Bangkok Post - April 23, 2001
The Pharmaceutical Manufacturers Association of South Africa and 39 international drug companies-which together are worth more than 10 times South Africa's gross domestic product-had been trying to block Pretoria's Medicines and Related Substances Control Amendment Act. They claimed the law was an infringement on the 20-year patent rights that guarantee funding for research into new and better drugs.
South African Aids activists argue that the legislation is desperately needed by the 4.7 million South Africans living with HIV/Aids, many of which cannot afford the life-extending drug cocktails shown to drastically cut Aids deaths in many western countries. The new law allows South Africa to import or make the lifesaving drugs at a fraction of the cost of buying them from drug firms. The drug companies did not argue with the right of South Africa to produce or import generic drugs; their case applied exclusively to the import of brand-name medications.
Medecins Sans Frontieres, the British charity Oxfam, Aids advocacy group Treatment Action Campaign and South Africa's leading trade union all condemned the court action by the drug giants, charging them with immoral exploitation of human misery in order to earn excessive profits.
Apart from the proposition that the right to health supersedes intellectual property rights, Aids activists ventured the argument that the alleged violations of intellectual property rights do not threaten the companies' quest for profits, since tax breaks compensated them for their research and many compounds in patented drugs came from the research of scientists who were given public, not private, sector funding.
Former president Nelson Mandela added his condemnation of the drug companies' legal challenge, calling it a "gross error" and accusing them of charging exorbitant prices for their products which will lead to the agonising deaths of millions of impoverished Africans afflicted with this horrible disease.

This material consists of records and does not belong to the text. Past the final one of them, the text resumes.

PR #1309, opened 2026-08-31
fix(workbench): render LaTeX in assistant messages

### LINKED ISSUE #1301: [Bug]: Pro Workbench assistant messages render LaTeX as raw text
## Bug Description

In the Pro Workbench (`/workspace`), assistant-message Markdown does not render LaTeX math. Inline math such as `$x^2$` and block math such as `$$\frac{a}{b}$$` are displayed verbatim in the chat transcript.

This is specific to the conversational workbench. Generated slides, whiteboards, and quizzes use separate KaTeX rendering paths and can render formulas, so the same course-making flow behaves inconsistently.

## Steps to Reproduce

1. Open the Pro Workbench at `/workspace`.
2. Start or continue an agent conversation.
3. Ask the assistant to return:

   ```markdown
   Inline: $x^2$

   $$
   \frac{a}{b}
   $$
   ```

4. Observe the assistant message in the transcript.

A deterministic renderer-level reproduction on current `main` produces ordinary paragraph text containing the delimiters:

```html
<p>inline $x^2$ and block:</p>
<p>$$\frac{a}{b}$$</p>
```

## Expected Behavior

Inline and block LaTeX in assistant messages should render as formatted math, consistent with the rest of OpenMAIC's course-authoring surfaces.

## Actual Behavior

The LaTeX source and its `$` / `$$` delimiters remain visible as plain text. No KaTeX math DOM is produced.

## Deployment Method

Local development (`pnpm dev` / renderer-level reproduction)

## OpenMAIC Version

`main` at `9d16e68296dbfdf6002e0572fef98ea3689fee29`

## Affected Area

Other — Pro Workbench / multi-agent chat

## Browser

Not browser-specific; reproduced at the React/Streamdown renderer level.

## Operating System

macOS 26.6.2

## Relevant Logs

No runtime error is emitted. The assistant-message rendering chain ends at `TextBlock`, which configures Streamdown with CJK plus its default remark plugins but does not register a math plugin:

- [`components/workbench/chat/text-block.tsx`](https://github.com/THU-MAIC/OpenMAIC/blob/9d16e68296dbfdf6002e0572fef98ea3689fee29/components/workbench/chat/text-block.tsx#L22-L76)
- [`components/workbench/chat/chat-timeline.tsx`](https://github.com/THU-MAIC/OpenMAIC/blob/9d16e68296dbfdf6002e0572fef98ea3689fee29/components/workbench/chat/chat-timeline.tsx#L279-L287)

The root layout already imports KaTeX CSS, but CSS alone does not parse math markup:

- [`app/layout.tsx`](https://github.com/THU-MAIC/OpenMAIC/blob/9d16e68296dbfdf6002e0572fef98ea3689fee29/app/layout.tsx#L4-L8)

## Additional Context

Git history suggests this is an initial Workbench integration gap rather than a recent regression: the math plugin has not been wired into `TextBlock` since the component was introduced. There is also no focused test covering LaTeX rendering in assistant messages.

Suggested acceptance criteria:

- Inline `$...$` and block `$$...$$` math render in both streaming and settled assistant messages.
- Existing CJK, GFM, links, and fenced-code rendering remain unchanged.
- A focused `TextBlock` rendering test prevents regression.

YizukiAme:
## Summary

Render inline and display LaTeX in Pro Workbench assistant messages through the official Streamdown math plugin, while keeping ordinary currency and shell-variable dollars as literal text.

## Related Issues

Fixes #1301

## Changes

- keep Streamdown's official `remark-math` pipeline for display math and mdast conversion
- validate single-dollar candidates inside the same micromark parser, rolling non-formulas back to ordinary Markdown text
- preserve unescaped currency and shell variables such as `$5`, `$HOME`, and `$OPENAI_API_KEY` in settled and streaming messages
- recover later formulas after literal dollars without rewriting source or reparsing the document
- support standard multiline `$$` display fences in streaming and settled messages
- disable only generic KaTeX delimiter completion so dollar signs inside fenced code remain literal
- include the math plugin in Tailwind source discovery and contain wide formulas with horizontal scrolling
- preserve KaTeX inside unresolved workspace course-link labels without overriding their text/MathML accessible name
- add focused regressions for currency, shell syntax, mixed literal/formula messages, escapes, Markdown/GFM boundaries, parser padding, and long-message performance

Block math follows standard `remark-math` syntax: the opening and closing `$$` fences are on their own lines, as in the issue reproduction. Same-line `$$...$$` still renders as math using upstream inline semantics.

## Type of Change

- [ ] Documentation update
- [ ] CI/CD or build changes

### Steps to reproduce / test

1. Run `pnpm install --frozen-lockfile` with Node 22.
2. Run `pnpm test`.
3. Open a Pro Workbench session whose assistant response contains `$x^2$`, `$$...$$`, ordinary prices, and shell variables.

### Verified locally on the final tree

- Focused renderer/lifecycle coverage: 96/96 tests passed.
- Full suite: 653 test files passed (9 skipped); 7,315 tests passed (26 skipped).
- Prettier, TypeScript, i18n alignment, package-version, frozen-lockfile, and diff checks pass.
- ESLint reports 0 errors and the existing 18 warnings.
- Production build completes; its three existing Turbopack warnings remain unchanged.
- Final independent adversarial review found no blocking issues; 10,000 randomized parser inputs completed without exceptions or invalid positions.
- A 52 KB price-heavy input parses in about 11 ms in the parser benchmark, with near-linear scaling.

### Visual evidence

| Before — raw LaTeX | After — rendered KaTeX |
| --- | --- |
| Pro Workbench before LaTeX rendering fix | Pro Workbench after LaTeX rendering fix |

- [x] Manually tested locally
- [x] Screenshots attached

## Checklist

- [x] I have performed a self-review
- [x] I have added or updated documentation where needed

### DIFF
--- a/app/globals.css
+++ b/app/globals.css
@@ -8,6 +8,7 @@
    Tailwind must scan its dist so those classes get generated. */
 @source '../node_modules/streamdown/dist/*.js';
 @source '../node_modules/@streamdown/code/dist/*.js';
+@source '../node_modules/@streamdown/math/dist/*.js';
 @source "../node_modules/@openmaic/renderer/dist/**/*.{js,cjs}";
 /* slide-renderer-demo is gitignored (local sandbox), which makes Tailwind v4's
    auto source detection skip it. Re-include it explicitly so the demo's
--- a/components/workbench/chat/course-link.tsx
+++ b/components/workbench/chat/course-link.tsx
@@ -60,7 +60,7 @@ export function CourseLink({
    * workspace's own name for the course wins when it has one — the rail, the
    * tab and this link must not disagree about what a course is called.
    */
-  readonly label?: string;
+  readonly label?: React.ReactNode;
   /**
    * What to render with no workspace around us: the classic workbench hosts
    * this same timeline and has no right pane to open anything into, so an
@@ -74,12 +74,19 @@ export function CourseLink({
   if (!navigation) return <>{fallback ?? label ?? courseId}</>;
 
   const summary = navigation.lookupCourse(courseId);
-  const name = summary?.name || label || t('workspace.untitledCourse');
+  const fallbackName = t('workspace.untitledCourse');
+  const name = summary?.name || label || fallbackName;
   const pageCount = summary?.pageCount ?? null;
   // One sentence, whatever the pane is currently showing — the press is the
   // same in every case, so describing it three ways only invited the reader to
   // look for a difference that is not there.
-  const hint = t('workspace.courseLinkHint', { name });
+  const richLabel = label != null && typeof label !== 'string';
+  // Rich labels carry their own accessible content (including KaTeX MathML).
+  // Do not replace it with an inaccurate "untitled" accessible name.
+  const hint =
+    richLabel && !summary?.name
+      ? undefined
+      : t('workspace.courseLinkHint', { name: summary?.name || label || fallbackName });
 
   return (
     <button
--- a/components/workbench/chat/text-block.tsx
+++ b/components/workbench/chat/text-block.tsx
@@ -21,191 +21,19 @@
  *    there is no right pane — the pill falls back to the plain anchor.
  */
 import { createMathPlugin } from '@streamdown/math';
-import { Streamdown, defaultRemarkPlugins, type StreamdownProps } from 'streamdown';
+import { Streamdown, defaultRemarkPlugins } from 'streamdown';
 import remarkCjkFriendly from 'remark-cjk-friendly';
 import { courseIdFromHref } from '@/lib/workbench/course-link';
 import { CourseLink } from './course-link';
 
-interface MarkdownNode {
-  type: string;
-  value?: string;
-  meta?: string | null;
-  data?: Record<string, unknown>;
-  position?: {
-    start: { line?: number; column?: number; offset?: number };
-    end: { line?: number; column?: number; offset?: number };
-  };
-  children?: MarkdownNode[];
-}
-
-function displayMathData(value: string): Record<string, unknown> {
-  return {
-    hName: 'pre',
-    hChildren: [
-      {
-        type: 'element',
-        tagName: 'code',
-        properties: { className: ['language-math', 'math-display'] },
-        children: [{ type: 'text', value }],
-      },
-    ],
-  };
-}
-
-function nodeSource(node: MarkdownNode, source: string): string | undefined {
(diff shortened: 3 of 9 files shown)


LING-6150 (changes requested):
Thanks , the LaTeX rendering direction is correct, but enabling singleDollarTextMath introduces a content regression in ordinary assistant messages.
Production-shaped TextBlock rendering currently interprets inputs such as Plans cost $5 and $10 per month., Set $HOME and $PATH..., and Use $OPENAI_API_KEY or $ANTHROPIC_API_KEY. as KaTeX, in both settled and streaming states. For example, the first case turns 5 and  into math and removes the dollar delimiters.
The current regression test only covers explicitly escaped currency (\$5), but assistant output cannot be assumed to escape literal dollar signs. The repository already treats ordinary $5 and $7 as non-math in tests/quiz/math-text.test.ts.
Could you add disambiguation at the Workbench parsing boundary and regression coverage for ordinary currency and shell variables, while preserving $x^2$ inline math? Requesting changes for this content-correctness regression.  
There is already a repository precedent for the expected behavior: lib/quiz/math-text.ts supports $x^2=4$ while preserving ordinary text such as Cost is $5 and $7; both cases are covered in tests/quiz/math-text.test.ts. The Workbench uses the remark/micromark pipeline rather than that custom scanner, so this is a behavioral reference, not necessarily code that can be reused directly.

YizukiAme:
Thanks for catching this — fixed in `4cfeff42`. The Workbench now validates single-dollar candidates inside micromark itself: rejected currency and shell spans roll back to ordinary Markdown, while `$x^2$` and later formulas still render. I added settled/streaming regressions for all three reported examples plus mixed Markdown, GFM, and escape boundaries; focused 96/96 and the full 7,315-test suite pass locally. Ready for re-review.

LING-6150:
Screenshot 2026-09-01 at 4 04 31 PM


Re-reviewed on 4cfeff42. The original finding is closed.
I independently verified the updated implementation at both the renderer and browser boundaries. Ordinary currency and shell variables remain literal, inline and display LaTeX render correctly in light and dark mode, and wide display formulas scroll horizontally without causing page-level overflow.
Focused tests pass 96/96, additional adversarial cases pass, and CI is green. Screenshot attached.
No remaining findings. Approving. CC @wyuc for UI/UX visibility.

LING-6150 (approved):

Even before the settlement on Thursday, many companies were fighting back in the public relations war by offering drugs at steep discounts of up to 90%. Such offers are a wonderful step in the right direction. But to much of the world, and especially Aids sufferers in Africa who survive on less than one dollar a day, the cuts don't go far enough. Talking in terms of dollars to people who live day to day on pennies is insulting, and does nothing to alleviate their suffering.

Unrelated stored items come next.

PR #1311, opened 2026-08-31
fix(settings): turn TTS and media generation on from the Settings page

### LINKED ISSUE #1288: [Bug]: TTS/image/video enable flags are unreachable — one-shot auto-config plus a never-mounted control

official-burak:
## Summary

The global `ttsEnabled` / `imageGenerationEnabled` / `videoGenerationEnabled` flags only auto-set on the first provider sync. After that, Settings could store a working API key (Test TTS plays) while the flags stayed off, so course generation skipped narration and media.

This puts the existing enable switches on the Settings pages and turns each flag on when that provider first becomes usable (empty credential to a real key). Later edits do not force the flag back on if the user turned it off.

A provider configured server-side only after that first sync still does not auto-flip the flag. The Settings toggle is the recovery for that case.

## Related Issues

Closes #1288

## Changes

- Add Settings toggles for TTS, image generation, and video generation (existing i18n strings).
- When a hosted TTS / image / video provider first becomes usable, turn the matching global flag on. Image and video use `isUsableMediaProvider` (force-disabled providers stay off; keyless ones can come up from a baseUrl).
- Cover the store behavior in `tests/store/settings-server-sync.test.ts`.

## Type of Change

- [ ] Documentation update
- [ ] CI/CD or build changes

### Steps to reproduce / test

1. Open the app once with no TTS/image/video server providers so first-run auto-config is consumed.
2. Settings, Speech Synthesis: paste a Qwen (or other hosted) TTS key and click Test TTS. Confirm it plays.
3. Generate a course and play it. Before this change, slides advance with no narration. After it, speech audio is generated.
4. Confirm Settings now has an Enable Text-to-Speech switch, and the same pattern for image and video.

- `pnpm exec vitest run tests/store/settings-server-sync.test.ts tests/store/settings-validation.test.ts` (128 passed), including: key paste turns the flag on, a force-disabled media provider gaining a key does not, a keyless provider with a baseUrl does, empty key and browser-native TTS do not, later key edits do not re-enable after the user turns the flag off, and a later server sync still does not force-enable a user-disabled image flag.
- I did not run the full app UI against a live TTS provider in this environment.

### Evidence

Store tests in `tests/store/settings-server-sync.test.ts` (`settings media enable flags (#1288)`).

## Checklist

- [x] I have tested these changes locally
- [x] I have linked related issues
- [ ] I have updated documentation (if needed)
- [x] I have added/updated tests (if applicable)
- [x] My code follows the project's style guidelines
- [x] I have considered the impact on existing features (playback, generation, export, i18n, etc.)
- [ ] I have provided screenshots or recordings (for UI changes)

### DIFF
--- a/components/settings/image-settings.tsx
+++ b/components/settings/image-settings.tsx
@@ -102,11 +102,17 @@ export function ImageSettings({ selectedProviderId }: ImageSettingsProps) {
   const requiresApiKey = currentProvider?.requiresApiKey ?? true;
 
   const handleApiKeyChange = (apiKey: string) => {
-    setImageProviderConfig(selectedProviderId, { apiKey });
+    setImageProviderConfig(selectedProviderId, {
+      apiKey,
+      ...(apiKey.trim() ? { enabled: true } : {}),
+    });
   };
 
   const handleBaseUrlChange = (baseUrl: string) => {
-    setImageProviderConfig(selectedProviderId, { baseUrl });
+    setImageProviderConfig(selectedProviderId, {
+      baseUrl,
+      ...(baseUrl.trim() ? { enabled: true } : {}),
+    });
   };
 
   const handleTest = async () => {
@@ -188,7 +194,11 @@ export function ImageSettings({ selectedProviderId }: ImageSettingsProps) {
             {t('settings.imageGenerationDisabledHint')}
           </p>
         </div>
-        <Switch checked={imageGenerationEnabled} onCheckedChange={setImageGenerationEnabled} />
+        <Switch
+          checked={imageGenerationEnabled}
+          onCheckedChange={setImageGenerationEnabled}
+          aria-label={t('settings.enableImageGeneration')}
+        />
       </div>
 
       {/* Server-configured notice */}
--- a/components/settings/image-settings.tsx
+++ b/components/settings/image-settings.tsx
@@ -4,6 +4,7 @@ import { useState, useCallback, useMemo, useEffect } from 'react';
 import { Label } from '@/components/ui/label';
 import { Input } from '@/components/ui/input';
 import { Button } from '@/components/ui/button';
+import { Switch } from '@/components/ui/switch';
 import { Dialog, DialogContent, DialogTitle, DialogDescription } from '@/components/ui/dialog';
 import { useI18n } from '@/lib/hooks/use-i18n';
 import { useSettingsStore } from '@/lib/store/settings';
@@ -37,6 +38,8 @@ export function ImageSettings({ selectedProviderId }: ImageSettingsProps) {
 
   const imageModelId = useSettingsStore((state) => state.imageModelId);
   const imageProvidersConfig = useSettingsStore((state) => state.imageProvidersConfig);
+  const imageGenerationEnabled = useSettingsStore((state) => state.imageGenerationEnabled);
+  const setImageGenerationEnabled = useSettingsStore((state) => state.setImageGenerationEnabled);
   const _setImageModelId = useSettingsStore((state) => state.setImageModelId);
   const setImageProvider = useSettingsStore((state) => state.setImageProvider);
   const setImageProviderConfig = useSettingsStore((state) => state.setImageProviderConfig);
@@ -178,6 +181,16 @@ export function ImageSettings({ selectedProviderId }: ImageSettingsProps) {
 
   return (
     <div className="space-y-6 max-w-3xl">
+      <div className="flex items-center justify-between rounded-lg border border-border/60 bg-background px-3 py-2.5">
+        <div className="min-w-0 pr-3">
+          <p className="text-sm font-medium">{t('settings.enableImageGeneration')}</p>
+          <p className="text-[11px] text-muted-foreground">
+            {t('settings.imageGenerationDisabledHint')}
+          </p>
+        </div>
+        <Switch checked={imageGenerationEnabled} onCheckedChange={setImageGenerationEnabled} />
+      </div>
+
       {/* Server-configured notice */}
       {isServerConfigured && (
         <div className="rounded-lg border border-blue-200 bg-blue-50 dark:border-blue-800 dark:bg-blue-950/30 p-3 text-sm text-blue-700 dark:text-blue-300">
--- a/components/settings/tts-settings.tsx
+++ b/components/settings/tts-settings.tsx
@@ -91,6 +91,8 @@ export function TTSSettings({ selectedProviderId }: TTSSettingsProps) {
   const ttsVoice = useSettingsStore((state) => state.ttsVoice);
   const ttsSpeed = useSettingsStore((state) => state.ttsSpeed);
   const setTTSSpeed = useSettingsStore((state) => state.setTTSSpeed);
+  const ttsEnabled = useSettingsStore((state) => state.ttsEnabled);
+  const setTTSEnabled = useSettingsStore((state) => state.setTTSEnabled);
   const ttsProvidersConfig = useSettingsStore((state) => state.ttsProvidersConfig);
   const setTTSProviderConfig = useSettingsStore((state) => state.setTTSProviderConfig);
   const activeProviderId = useSettingsStore((state) => state.ttsProviderId);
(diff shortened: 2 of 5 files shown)


CXuPercy (changes requested):
Cross-reviewed by two independent reviewers. **The architecture here is the right one** — edge-triggered enablement inside the config setters (usable-transition detection with `shouldTurnOn`, "do not re-enable on later edits if the user turned the flag off") is exactly what the competing approach to #1288 got wrong, and it shows: your regression tests prove user-off survives provider edits and server syncs, CI is green, and all six i18n keys you reference already exist on main. Two correctness gaps need fixing before merge, both found by the second reviewer and verified against main:

**1. Route the image/video edge through `isUsableMediaProvider` (blocking).** The TTS side correctly uses `isTTSProviderEnabled()` for old/new usability, but the image/video blocks inline a narrower credential check:

```ts
const hadImageCredential = !!(state.imageProvidersConfig[providerId]?.apiKey || ...?.isServerConfigured);
const hasImageCredential = !!(mergedProvider.apiKey || mergedProvider.isServerConfigured);
```

This misses two cases the existing helper (same file, `isUsableMediaProvider`) already handles:
- **`enabled: false`**: a provider the user force-disabled in its own config still counts as "gaining a credential" here, so adding a key to it flips the global flag on — the helper returns false for that case.
- **Keyless providers**: `comfyui-image` and `lemonade` are `requiresApiKey: false` and become usable through a `baseUrl` alone; your check never fires for them, so configuring those from Settings reproduces the exact #1288 symptom for the keyless family.

The fix is mechanical: compute `wasUsable`/`nowUsable` via `isUsableMediaProvider(IMAGE_PROVIDERS[providerId], oldConfig)` / `(…, mergedProvider)` (and the video equivalent), keeping your `shouldTurnOn` semantics.

**2. Test the new cases**: a disabled (`enabled: false`) media provider gaining a key must NOT turn the flag on; a baseUrl-only keyless provider becoming configured SHOULD. Also worth one test for whitespace-only credentials if you want the edge to be robust.

Minor, non-blocking: the three new switches have no explicit accessible name — an `aria-label` (or an associated `<Label>`) would give screen readers something to announce.

The uncovered path (a provider configured server-side *after* a user's first sync doesn't auto-flip the flag) is acceptable as you've scoped it — the toggle is now reachable on the Settings page, which is the recovery the issue asks for — but it's worth a line in the PR description so maintainers know the boundary.

official-burak:
Image and video now go through `isUsableMediaProvider`, same usable-transition as TTS. A force-disabled provider that gets a key stays off, and lemonade/comfyui turn the flag on from a baseUrl. Added tests for those plus whitespace-only credentials, and named the three Settings switches. A provider that only shows up server-side after the first sync still does not auto-flip; the Settings toggle is the recovery there.

CXuPercy (approved):
The follow-up addresses everything from my review, verified locally: image/video enablement now routes through `isUsableMediaProvider` for the old/new usability edge, the helper itself was hardened (whitespace-only credentials no longer count; keyless providers like comfyui-image/lemonade become usable through a baseUrl — both gaps from my review are covered), the three switches carry `aria-label`s, and the branch adds 121 lines of behavior tests. I ran the full settings-server-sync suite against this head: 91/91, including the regression tests the competing approach to #1288 failed — user-disabled flags survive provider edits and server syncs, and first-time credentials turn the flags on. CI green.

One scope note for the record, not a change request: tightening `isUsableMediaProvider` also affects the disable-fallback path (a keyless provider with no configured baseUrl no longer counts as a fallback candidate). That direction is more honest — the old behavior could fall back to a localhost default that isn't running — but it's a behavior shift beyond #1288 that the added tests now pin.

With #1291 closed, this is the only carrier for #1288.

Just how grossly overpriced Aids drugs have become was exposed some months ago when Cipla, an Indian company, offered to produce a triple-combination HIV cocktail for less than a dollar a day for supply to international relief agencies on the condition that they provide it to Aids sufferers for free. India, with tens of millions of impoverished citizens, has never played the giants' drug patent game.
The international pharmaceutical companies could turn the public tide against them by working with medical authorities in developing countries to provide ways of getting their miracle cures to the people who need them. The drug companies have built massive empires in the noble cause of healing the sick. It is time they took some of those profits and put them back where they came from, instead of making lame, legalistic excuses while people die.